I would not argue with anyone who says "Sign O' the Times" is the best album of the 80's. Damn, it's great.

Damn that's right. And it's hard to find online in US because of Prince's (lawyer's) self-destructive approach to Prince videos on the internet but:

Here's Prince performing Sign "O" the Times' "Starfish & Coffee" on the Muppet Show.
posted by Mike Mongo at 10:03 PM on January 29, 2013 [6 favorites]


Prince in 2004.
posted by maudlin at 10:08 PM on January 29, 2013 [4 favorites]


I know Ebert's still around, but I miss those guys.
posted by gern at 10:08 PM on January 29, 2013 [3 favorites]


Christ, what song was that early on when Prince was totally just melting people's faces off with the guitar?

I don't know which you mean, but here he is just straight wrecking everyone's shit on While My Guitar Gently Weeps at the tribute concert for George Harrison.
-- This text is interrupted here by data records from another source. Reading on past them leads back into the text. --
PR #4540, opened 2026-03-14
fix(pulse-wrapper): add mkdir atomic lock fallback for flock-unavailable systems (GH#4513)

### LINKED ISSUE #4513: fix: pulse sessions overlapping — launchd fires new pulse before prior exits

alex-solovyev:
## Summary

- Replaces the weak `flock` fallback (silent fall-through to racy PID dedup) with a two-layer lock strategy
- Layer 1: `flock(1)` on FD 9 — primary, atomic, crash-safe, auto-releases on SIGKILL
- Layer 2: `mkdir` atomic lock — fallback for systems without `flock` (macOS, containers), also active as defence-in-depth when `flock` is available

## Root Cause (GH#4513)

The `flock` guard added in GH#4409 had a silent fallback: when `flock(1)` was unavailable, it logged a warning and returned 0 (success), falling through to PID-based dedup. PID dedup has a TOCTOU race window — multiple instances can read the PID file simultaneously before any writes its own PID.

The incident at 2026-03-14T00:08Z (6 concurrent pulse sessions) had two contributing factors:
1. The deployed `~/.aidevops/agents/scripts/pulse-wrapper.sh` predated the GH#4409 flock fix (`setup.sh` not re-run after merge), so all instances used the racy PID fallback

Goddamn.
posted by davidjmcgee at 10:08 PM on January 29, 2013 [26 favorites]


maudlin!

You know what, I don't even care that I failed to preview, it should be linked at least twice.
posted by davidjmcgee at 10:09 PM on January 29, 2013


"prince" and "parade" for me. yeah this is a pointless post but who cares, siskel & ebert & prince are all great.
posted by facetious at 10:11 PM on January 29, 2013




Prince in 2004.

Different. Plane. Of. Existence.

At the end, he makes the guitar *disappear*.
posted by alex_skazat at 10:28 PM on January 29, 2013 [1 favorite]


Mike Mongo: And it's hard to find online in US because of Prince's (lawyer's) self-destructive approach to Prince videos on the internet

It's not Prince's lawyers. It's Prince. Read any interview he's ever done. He is militant about protecting his product. He went after a mom using "Let's Go Crazy" as a soundtrack for a YouTube video of her baby dancing around the room.
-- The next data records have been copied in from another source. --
PR #4634, opened 2026-03-14
fix(t3287): address PR #2154 review feedback in setup-modules/core.sh

alex-solovyev:
## Summary

Addresses all 3 unactioned review findings from PR #2154 flagged in issue #3287.

### Fixes applied

**HIGH (gemini) — sudo credential caching before spinner**
Added `sudo -v` before the `case` statement for package managers that require root (`apt`, `dnf`, `yum`, `pacman`, `apk`). `run_with_spinner` backgrounds the command with output redirected to `/dev/null`, so a `sudo` password prompt would be hidden and the script would appear to hang indefinitely. Caching credentials first prevents this.

**HIGH (coderabbit) — propagate update failures with warning**
`brew update` and `apt-get update` failures are now caught with `if !` and a `print_warning` message is shown. The install still proceeds (the user may have a usable local index), but they get a clear diagnostic instead of a confusing downstream install error.

**MEDIUM (gemini) — explicit `return 0` at end of `install_packages()`**
Added `return 0` after the `case` block to satisfy the repository style guide requiring explicit return statements in all functions.

### Verification

- `shellcheck setup-modules/core.sh` — zero violations
- All three findings from the issue body are addressed

Closes #3287

### DIFF
--- a/setup-modules/core.sh
+++ b/setup-modules/core.sh
@@ -219,16 +219,24 @@ install_packages() {
 	shift
 	local packages=("$@")
 
+	# Cache sudo credentials before backgrounding any sudo commands.
+	# run_with_spinner redirects output to /dev/null, so a sudo password prompt
+	# would be hidden and the script would appear to hang indefinitely.
+	[[ "$pkg_manager" =~ ^(apt|dnf|yum|pacman|apk)$ ]] && sudo -v
+
 	case "$pkg_manager" in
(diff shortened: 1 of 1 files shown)


marcusquinn:
Closing as duplicate — PR #4632 targets the same issue (t3287) and was opened first. Merging #4632 instead.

Redfield: Christ, what song was that early on when Prince was totally just melting people's faces off with the guitar?

How early is "early on"? It could have been "Uptown," it could have been "Private Joy," it could have been almost any track on 1999 (listen to the end of "Automatic"! or the solo on "Lady Cab Driver"!) or Purple Rain, it could have even been "Why You Wanna Treat Me So Bad?"
posted by blucevalo at 10:28 PM on January 29, 2013 [2 favorites]


The thing about Prince was, that as a teenage white boy in the middle of whitebread country in the Netherlands, he was sort of funny and strange and well, queer, almost but niot quite like MJ becoming known more for his off stage behaviour than his songs. He really wasn't rated all that much even by the true music nerds, but even so we all knew his songs.

Getting back to them, to the albums, beyond the hits and it's just amazing how good this guy is. Sign 'O' the Times as best album of the eighties? Yeah, not an indefensible position.
posted by MartinWisse at 10:32 PM on January 29, 2013 [1 favorite]


Christ, what song was that early on when Prince was totally just melting people's faces off with the guitar?

I Could Never Take The Place Of Your Man

Even though 1999 is my favorite Prince album, I think Sign of The Times might be his actual best album. Mostly because it shows off just about every style he's done over the years. If it came out right now, it would be a perfect retrospective of his entire career, but it came out 25 years ago.
posted by billyfleetwood at 10:33 PM on January 29, 2013 [1 favorite]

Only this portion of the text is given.